Fichtner investigates hydrogen pipeline transport for Germany’s energy transition

In the light of the need for energy imports for decarbonization and the potential for exporting renewable energy from countries with surpluses, Fichtner was contracted by the Deutsche Gesellschaft für Internationale Zusammenarbeit (GIZ) to investigate various transport scenarios for green hydrogen. This study is intended to help identify efficient ways to close the gap between energy demand and local energy generation through imports in Germany, particularly in the Federal State of Bavaria.

It is to be expected that Germany will continue to be dependent on energy imports even in an increasingly sustainable energy future. Neither politicians nor scientists currently expect the energy required for all sectors to be generated sustainably in Germany. Imports of sustainably generated energy will therefore play a key role in decarbonizing Germany.

At the same time, countries with a high availability of renewable energies and low local energy demand possess considerable potential for exporting sustainably produced energy carriers to consumer countries such as Germany. Green hydrogen is an energy carrier that can close the gap between producer and consumer, as it is easy to store and transport.


Hydrogen can be transported from one place to another in different ways and in different forms. Pipelines, ships, trains or trailers are suitable for this, depending on the application.

As a project manager in Fichtner’s hydrogen department, I regularly deal with large-scale transport, distribution and storage technologies. A recurring topic in this context is pipeline transport and the repurposing or new-build of pipeline transport systems. In many cases, pipeline transport of hydrogen is the most cost-effective and efficient large-scale transport option for hydrogen, which can foster decarbonization of the energy market in a fast manner due to existing transregional infrastructures.

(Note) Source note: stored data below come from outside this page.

Issue #174, opened 2026-08-03
[Feature] Support changelog production


lxy-9602:
### Search before asking

- [x] I searched in the [issues](https://github.com/apache/paimon-cpp/issues) and found nothing similar.

### Motivation

Java Paimon supports producing changelog files for primary-key tables through the
`changelog-producer` option, including `input`, `lookup`, and `full-compaction`
modes.

Paimon C++ already contains part of the required infrastructure, such as:

- Parsing the `changelog-producer` option.
- Changelog file metadata in `DataIncrement` and `CompactIncrement`.
- Changelog manifest and snapshot commit support.
- Lookup changelog merge functions and changelog compaction rewriters.
- Streaming changelog scans and the `audit_log` and `binlog` system tables.

However, schema validation currently rejects every value except `none`, and the
writer does not produce changelog files. As a result, primary-key tables written
by Paimon C++ cannot provide the same changelog behavior as tables written by
Java Paimon.

Supporting Java-compatible changelog production would enable incremental
downstream consumption and improve interoperability between Java Paimon and
Paimon C++.

### Solution

Implement changelog production for Paimon C++ primary-key table writes, aligned
with Java Paimon semantics and storage format.

The implementation should cover the following producer modes:

- `input`
  - Preserve input row kinds and double-write input changes to changelog files.
  - Attach generated changelog files to the corresponding data increment.

- `lookup`
  - Look up the previous value of each primary key when necessary.
  - Produce the correct `INSERT`, `UPDATE_BEFORE`, `UPDATE_AFTER`, and `DELETE`
    records.
  - Generate changelog files while compacting level-0 data.

- `full-compaction`
  - Produce changelog files during full compaction by comparing the compacted
    result with the previous table state.

The generated changelog files should:

- Use the same file schema, row-kind encoding, metadata, and directory layout as
  Java Paimon.
- Be committed through changelog manifests and referenced by the snapshot.
- Be readable through streaming scans, `audit_log`, and `binlog`.
- Work correctly with supported merge engines, sequence fields, partitions, and
  bucket modes.
- Either support deletion vectors consistently with Java Paimon or reject
  unsupported combinations with a clear validation error.
- Be included in commit metrics, expiration, rollback, and orphan-file cleanup.

The feature can be delivered incrementally, with separate pull requests for each
changelog producer mode.

### Are you willing to submit a PR?

- [x] I'm willing to submit a PR!

PR #248, opened 2026-08-26
feat(core): support input and lookup changelog producers

lszskye:
### Purpose

Linked issue: #174 

Support `input` and `lookup` changelog producers for primary-key tables.

This change:

- Writes raw input changelog records into changelog files while write process.
- Rolls input changelog files by target file size, consistently with Java Paimon.
- Produces lookup changelogs during compaction by comparing level-0 records with existing records.
- Supports lookup changelog with:
  - several merge engines;
  - deletion vectors enabled;
  - `ignore_previous_files`;
  - row deduplication and ignored comparison fields;
  - schema evolution and external data paths.
- Persists keys in first-row lookup SST files so excluded higher-level records can be detected.
- Supports shared shredding when writing input and compaction changelog files.
- Supports configurable changelog file prefix, format, and compression.
- Reads changelog manifests during streaming scans.
- Excludes level-0 files from the initial full scan for lookup changelog tables to avoid duplicate emission.
- Adds order-independent equality comparison for MAP values.
- Keeps `full-compaction` changelog producer unsupported.

### Tests
Added and updated unit and integration coverage for:
  - input and lookup changelog stream reads;
  - insert, update, and delete changelogs;
  - first-row and deletion-vector lookup;
  - row deduplication and ignored fields;
  - schema evolution and external paths;
  - configurable changelog format, compression, and prefix;
  - shared-shredding changelog files;
  - nested row and order-independent MAP equality;
  - changelog manifest scanning.

### API and Format
This change adds public option constants for:
- `changelog-producer.row-deduplicate`
- `changelog-producer.row-deduplicate-ignore-fields`
- `changelog-file.prefix`
- `changelog-file.format`
- `changelog-file.compression`


include/paimon/defs.h
```diff
@@ -378,14 +378,34 @@ struct PAIMON_EXPORT Options {
...
     static const char DELETION_VECTOR_BITMAP64[];
 
-    ///  @note `CHANGELOG_PRODUCER` currently only support `none`
-    ///
     /// "changelog-producer" - Whether to double write to a changelog file. This changelog file
     /// keeps the details of data changes, it can be read directly during stream reads. This can be
     /// applied to tables with primary keys. Values can be "none", "input", "lookup",
     /// "full-compaction". Default value is "none".
+    /// @note C++ Paimon currently supports "none" and "input".
     static const char CHANGELOG_PRODUCER[];
```
lxy-9602, line 394: lookup is also support?

src/paimon/core/table/source/snapshot/changelog_follow_up_scanner.h
```diff
@@ -0,0 +1,50 @@
+/*
+ * Copyright 2026-present Alibaba Inc.
```
lxy-9602: check license

src/paimon/core/operation/key_value_file_store_scan.cpp
```diff
@@ -176,9 +176,10 @@ Result<bool> KeyValueFileStoreScan::IsValueFilterEnabled() const {
         case ScanMode::ALL:
             return value_filter_force_enabled_;
         case ScanMode::DELTA:
+        case ScanMode::CHANGELOG:
             return false;
```
lxy-9602, line 179: This path uses `ScanMode::CHANGELOG`, but `KeyValueFileStoreScan::IsValueFilterEnabled()` disables value-stat pruning for all changelog scans. Java enables it for `LOOKUP` and `FULL_COMPACTION`. Could we align this behavior, or document it as a known performance gap?

src/paimon/core/io/async_key_value_producer_and_consumer.h
```diff
@@ -48,24 +79,39 @@ class AsyncKeyValueProducerAndConsumer {
...
     }
 
     Result<R> NextBatch();
 
+    Result<AsyncKeyValueResultBatch<R>> NextBatchWithType();
+
     std::shared_ptr<Metrics> GetReaderMetrics() const {
-        return sort_merge_reader_->GetReaderMetrics();
+        return sort_merge_reader_ ? sort_merge_reader_->GetReaderMetrics() : nullptr;
     }
```
lxy-9602, line 126: Otherwise, could we create an empty metrics object here instead? It’d be better to avoid returning nullptr if possible.

src/paimon/core/io/async_key_value_producer_and_consumer.cpp
```diff
@@ -227,7 +292,12 @@ void AsyncKeyValueConsumer<T, R>::CleanUp() {
     if (consumer_future_.valid()) {
         [[maybe_unused]] Status status = consumer_future_.get();
     }
-    key_value_consumer_->CleanUp();
+    if (key_value_consumer_) {
+        key_value_consumer_->CleanUp();
+    }
+    if (changelog_consumer_) {
+        changelog_consumer_->CleanUp();
+    }
```
lxy-9602, line 289: This overload introduces two mutually exclusive internal modes: one uses `sort_merge_reader_` and `batch_size_`, while the other uses `producer_` and leaves the former members inactive. As a result, `ProduceLoop`, `GetReaderMetrics`, and `Close` all need to branch on how the object was constructed. Could we wrap `SortMergeReader` in an `AsyncKeyValueBatchProducer` and keep a single producer abstraction? The reader-specific batch size, metrics, and close behavior could then live in that adapter.

lxy-9602: Could we simplify this pipeline by keeping the responsibilities separated as follows?

- The producer decides which output types are enabled and tags each emitted batch as DATA or CHANGELOG.
- The consumer only converts `KeyValue` rows into `KeyValueBatch` and preserves the tag in the converted result.
- `ChangelogMergeTreeRewriter` uses the preserved tag to route the converted batch to either the compact data writer or the changelog writer.

DATA and CHANGELOG currently use the same `KeyValue` input type, write schema, and `create_consumer` factory, so maintaining separate `key_value_consumer_` and `changelog_consumer_` instances and selecting between them here does not appear necessary. Could we use a single converter and keep the DATA/CHANGELOG distinction only for downstream writer routing? This would also remove the nullable consumer state and the need to synchronize producer output flags with consumer availability.

src/paimon/core/mergetree/compact/changelog_merge_tree_rewriter.cpp
```diff
@@ -17,7 +17,152 @@
...
+    std::function<Result<std::shared_ptr<MergeFunctionWrapper<ChangelogResult>>>()>;
+using KeyComparator = std::function<int32_t(const InternalRow&, const InternalRow&)>;
+using CancellationChecker = std::function<bool()>;
+
+class ChangelogCompactionBatchProducer : public AsyncKeyValueBatchProducer {
+ public:
+    ChangelogCompactionBatchProducer(
+        const std::vector<std::vector<SortedRun>>& sections,
+        std::vector<std::unique_ptr<SortMergeReader>>& reader_holders, int32_t write_batch_size,
+        SortMergeReaderFactory reader_factory,
```
lxy-9602: `std::vector<std::unique_ptr<SortMergeReader>>& reader_holders`? Use `std::vector &&` or just `std::vector`

src/paimon/core/mergetree/compact/first_row_merge_function_wrapper.h
```diff
@@ -62,17 +69,26 @@ class FirstRowMergeFunctionWrapper : public MergeFunctionWrapper<KeyValue> {
...
-        // TODO(xinyu.lxy) support changelog
+        if (value_serializer_) {
+            PAIMON_ASSIGN_OR_RAISE(std::shared_ptr<Bytes> bytes,
+                                   value_serializer_->SerializeToBytes(*result->value));
+            PAIMON_ASSIGN_OR_RAISE(std::unique_ptr<InternalRow> changelog_value,
+                                   value_serializer_->Deserialize(bytes));
+            changelog_result.changelogs.emplace_back(result->value_kind, result->sequence_number,
+                                                     result->level, result->key,
+                                                     std::move(changelog_value));
+        }
```
lxy-9602, line 83: Could we add a TODO here? There seems to be a clear hotspot at the moment, and we’re still doing row-by-row data copying.

src/paimon/core/mergetree/compact/internal_row_equalizer.h
```diff
@@ -0,0 +1,245 @@
...
+#include "paimon/result.h"
+#include "paimon/status.h"
+
+namespace paimon {
+
+/// Creates equality functions for internal rows, including nested values.
+class InternalRowEqualizer {
+ public:
+    using Equalizer = std::function<bool(const InternalRow&, const InternalRow&)>;
+
```
lxy-9602: `std::function<bool(const InternalRow&, const InternalRow&)>` is actually already defined as `FieldComparatorFunc` in `fields_comparator.h`. It looks like we’ve redefined it in several places now.

src/paimon/core/mergetree/compact/internal_row_equalizer.h
```diff
@@ -0,0 +1,245 @@
...
+                return true;
+            });
+    }
+
+ private:
+    using ValueEqualizer =
+        std::function<bool(const DataGetters&, int32_t, const DataGetters&, int32_t)>;
+
+    static bool EqualAt(const DataGetters& lhs, int32_t lhs_pos, const DataGetters& rhs,
+                        int32_t rhs_pos, const ValueEqualizer& equalizer) {
```
lxy-9602, line 78: The Java side also compares `rowkind`. It may not affect the current path, but could we add a comment to clarify that for now?

src/paimon/core/mergetree/compact/lookup_changelog_merge_function_wrapper.h
```diff
@@ -105,30 +119,80 @@ class LookupChangelogMergeFunctionWrapper : public MergeFunctionWrapper<KeyValue
...
-          comparator_(CreateSequenceComparator(user_defined_seq_comparator)) {}
+          comparator_(CreateSequenceComparator(user_defined_seq_comparator)),
+          value_serializer_(std::move(value_serializer)),
+          value_equalizer_(std::move(value_equalizer)) {}
+
+    Result<KeyValue> CloneKeyValue(const KeyValue& from, const RowKind* value_kind) {
+        PAIMON_ASSIGN_OR_RAISE(std::shared_ptr<Bytes> bytes,
+                               value_serializer_->SerializeToBytes(*from.value));
+        PAIMON_ASSIGN_OR_RAISE(std::unique_ptr<InternalRow> value,
+                               value_serializer_->Deserialize(bytes));
```
lxy-9602, line 166: Similarly, could we add a comment here to call out the copy overhead and a TODO for future optimization?

src/paimon/core/mergetree/compact/lookup_changelog_merge_function_wrapper.h
```diff
@@ -105,30 +119,80 @@ class LookupChangelogMergeFunctionWrapper : public MergeFunctionWrapper<KeyValue
...
+        return KeyValue(value_kind, from.sequence_number, from.level, from.key, std::move(value));
```
lxy-9602: Java's `KeyValue.replace` resets the generated changelog record's level to `UNKNOWN_LEVEL`, while `CloneKeyValue` preserves from.level. The current Arrow converter does not serialize this field, so this may not affect files today, but the intermediate KeyValue semantics differ from Java. Could we use `KeyValue::UNKNOWN_LEVEL` here?

src/paimon/core/mergetree/compact/lookup_merge_tree_compact_rewriter.h
```diff
@@ -50,16 +53,19 @@ class LookupMergeTreeCompactRewriter : public ChangelogMergeTreeRewriter {
         return lookup_levels_->Close();
     }
 
-    static std::shared_ptr<MergeFunctionWrapper<KeyValue>> CreateFirstRowMergeFunctionWrapper(
-        std::unique_ptr<FirstRowMergeFunction>&& merge_func, int32_t output_level,
-        LookupLevels<bool>* lookup_levels);
+    static std::shared_ptr<MergeFunctionWrapper<ChangelogResult>>
+    CreateFirstRowMergeFunctionWrapper(std::unique_ptr<FirstRowMergeFunction>&& merge_func,
+                                       int32_t output_level, LookupLevels<bool>* lookup_levels,
+                                       std::unique_ptr<RowCompactedSerializer>&& value_serializer);
```
lxy-9602: How about moving `value_serializer` before `lookup_levels` instead?

src/paimon/core/mergetree/compact/merge_tree_compact_manager_factory_test.cpp
```diff
@@ -377,13 +379,12 @@ TEST_F(MergeTreeCompactManagerFactoryWriteTest,
...
-                                          {Options::DELETION_VECTORS_ENABLED, "true"},
-                                          {Options::CHANGELOG_PRODUCER, "lookup"}},
-                                         /*with_io_manager=*/true),
-        "C++ Paimon does not support changelog-producer yet");
+       TestCreateFileStoreWriteShouldSucceedWhenLookupChangelogConfigured) {
+    ASSERT_OK(CreateSingleStringFileStoreWrite({{"bucket", "1"},
+                                                {Options::DELETION_VECTORS_ENABLED, "true"},
+                                                {Options::CHANGELOG_PRODUCER, "lookup"}},
+                                               /*with_io_manager=*/true)
+                  .status());
```
lxy-9602: ASSERT_OK(Func())

src/paimon/core/mergetree/compact/merge_tree_compact_manager_factory.cpp
```diff
@@ -241,29 +270,37 @@ MergeTreeCompactManagerFactory::CreateLookupRewriterWithDeletionVector(
...
                                        data_schema, trimmed_primary_keys, options, pool));
             PAIMON_ASSIGN_OR_RAISE(
-                std::shared_ptr<MergeFunctionWrapper<KeyValue>> merge_function_wrapper,
+                std::unique_ptr<RowCompactedSerializer> value_serializer,
+                CreateChangelogValueSerializer(data_schema, should_produce_changelog, pool));
+            PAIMON_ASSIGN_OR_RAISE(
+                InternalRowEqualizer::Equalizer value_equalizer,
+                CreateChangelogValueEqualizer(data_schema, options, should_produce_changelog));
+            PAIMON_ASSIGN_OR_RAISE(
+                std::shared_ptr<MergeFunctionWrapper<ChangelogResult>> merge_function_wrapper,
```
lxy-9602: Could we refactor this a bit? It looks like very similar logic has been implemented multiple times now.

src/paimon/core/mergetree/compact/merge_tree_compact_rewriter.cpp
```diff
@@ -146,11 +146,40 @@ MergeTreeCompactRewriter::CreateRollingRowWriter(int32_t level) {
...
+            /*is_changelog=*/false, pool_);
+    }
+    return std::make_unique<MergeTreeCompactRewriter::KeyValueRollingFileWriter>(
+        options_.GetTargetFileSize(/*has_primary_key=*/true),
+        /*target_file_row_num=*/std::numeric_limits<int64_t>::max(), factory);
+}
+
+Result<std::unique_ptr<MergeTreeCompactRewriter::KeyValueRollingFileWriter>>
+MergeTreeCompactRewriter::CreateRollingChangelogWriter(int32_t level) {
+    std::shared_ptr<FileFormat> format = options_.GetChangelogFileFormat();
```
lxy-9602, line 147: `CreateRollingRowWriter` and `CreateRollingChangelogWriter` duplicate the path-factory setup, shredding-plan selection, data-file-writer factory construction, and rolling-writer construction. The same shredding-vs-normal factory selection is also repeated in `MergeTreeWriter` and `PostponeBucketWriter`. Could we extract a shared `CreateKeyValueDataFileWriterFactory(...)` helper, while keeping format/path, FileSource, and rolling row-limit decisions at the callers? At minimum, these two methods could delegate to a private `CreateRollingWriter(level, is_changelog)` helper.

src/paimon/core/mergetree/merge_tree_writer.cpp
```diff
@@ -329,15 +390,38 @@ MergeTreeWriter::CreateRollingRowWriter() const {
...
     }
     return std::make_unique<RollingFileWriter<KeyValueBatch, std::shared_ptr<DataFileMeta>>>(
         options_.GetTargetFileSize(/*has_primary_key=*/true), options_.GetTargetFileRowNum(),
         factory);
 }
 
+Result<std::unique_ptr<RollingFileWriter<KeyValueBatch, std::shared_ptr<DataFileMeta>>>>
+MergeTreeWriter::CreateRollingChangelogWriter() const {
+    std::shared_ptr<SingleFileWriterFactory<KeyValueBatch, std::shared_ptr<DataFileMeta>>> factory;
+    PAIMON_ASSIGN_OR_RAISE(
```
lxy-9602, line 400: This is very similar to `CreateRollingRowWriter`. Could we extract the shared parts?

src/paimon/core/mergetree/merge_tree_writer_test.cpp
```diff
@@ -295,6 +300,182 @@ TEST_P(MergeTreeWriterTest, TestSimple) {
...
+                     expected_changelog, "parquet");
+}
+
+TEST_P(MergeTreeWriterTest, TestInputChangelogIgnoresTargetFileRowNum) {
+    ASSERT_OK_AND_ASSIGN(CoreOptions options,
+                         CoreOptions::FromMap({{Options::FILE_FORMAT, "orc"},
+                                               {Options::CHANGELOG_PRODUCER, "input"},
+                                               {Options::TARGET_FILE_ROW_NUM, "1"},
+                                               {Options::WRITE_BATCH_SIZE, "1"}}));
+
```
lxy-9602, line 377: I’m a bit curious: since `TargetFileRowNum` is already defined at batch granularity, if we only write a single batch, wouldn’t it end up as one file regardless of whether `ignore` is enabled?

test/inte/write_and_read_inte_test.cpp
```diff
@@ -630,6 +676,652 @@ TEST_P(WriteAndReadInteTest, TestPKSimple) {
...
+
+    ASSERT_OK_AND_ASSIGN(std::unique_ptr<RecordBatch> initial_batch,
+                         TestHelper::MakeRecordBatch(arrow::struct_(fields), R"([["Alice", 10]])",
+                                                     /*partition_map=*/{}, /*bucket=*/0, {}));
+    ASSERT_OK(helper->WriteAndCommit(std::move(initial_batch), /*commit_identifier=*/0,
+                                     /*expected_commit_messages=*/std::nullopt));
+
+    std::string table_path = PathUtil::JoinPath(test_dir_, "foo.db/bar");
+    auto compact_and_commit = [this, &options, &table_path](int64_t commit_identifier) -> Status {
+        WriteContextBuilder write_context_builder(table_path, "commit_user");
```
lxy-9602: Why not use `CompactAndCommit`?

test/inte/write_and_read_inte_test.cpp
```diff
@@ -630,6 +676,652 @@ TEST_P(WriteAndReadInteTest, TestPKSimple) {
...
+        file_store_write->PrepareCommit(/*wait_compaction=*/true, /*commit_identifier=*/1));
+    ASSERT_OK(file_store_write->Close());
+    ASSERT_FALSE(compact_messages.empty());
+    CommitContextBuilder commit_context_builder(table_path, "commit_user");
+    ASSERT_OK_AND_ASSIGN(std::unique_ptr<CommitContext> commit_context,
+                         commit_context_builder.SetOptions(options).Finish());
+    ASSERT_OK_AND_ASSIGN(std::unique_ptr<FileStoreCommit> file_store_commit,
+                         FileStoreCommit::Create(std::move(commit_context)));
+    ASSERT_OK(file_store_commit->Commit(compact_messages, /*commit_identifier=*/1));
+
```
lxy-9602, line 798: Why not use `CompactAndCommit`?

lxy-9602 (dismissed):
+1

lxy-9602 (approved):
+1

In this context, my colleagues and I were engaged by GIZ to conduct a study on hydrogen pipeline transport between the North African country of Tunisia, with its abundant potential for generating renewable energy, and the German Federal State of Bavaria. The study was financed by the German Federal Ministry for Economic Cooperation and Development (BMZ) and the Bavarian State Chancellery as part of the German Government and Federal States Program.

It focused on investigating three transport scenarios:

  1. Blending hydrogen into the existing transregional natural gas transmission system between Tunisia and Germany
  2. Repurposing existing natural gas transmission infrastructure for the transport of pure hydrogen (i.e. not as an admixture to natural gas)
  3. New-build of pipeline infrastructure for the transport of pure hydrogen

In addition to assessing technical aspects of gas pipeline transport along with economic viability aspects, the regulatory framework and potential production volumes in Tunisia as well as potential offtake volumes in the target region of Bavaria, our focus was on the local conditions in Tunisia. To assess those conditions, I visited Tunisia with my colleague Timo Haasch for several days to gain valuable insights from relevant stakeholders in the Tunisian energy economy.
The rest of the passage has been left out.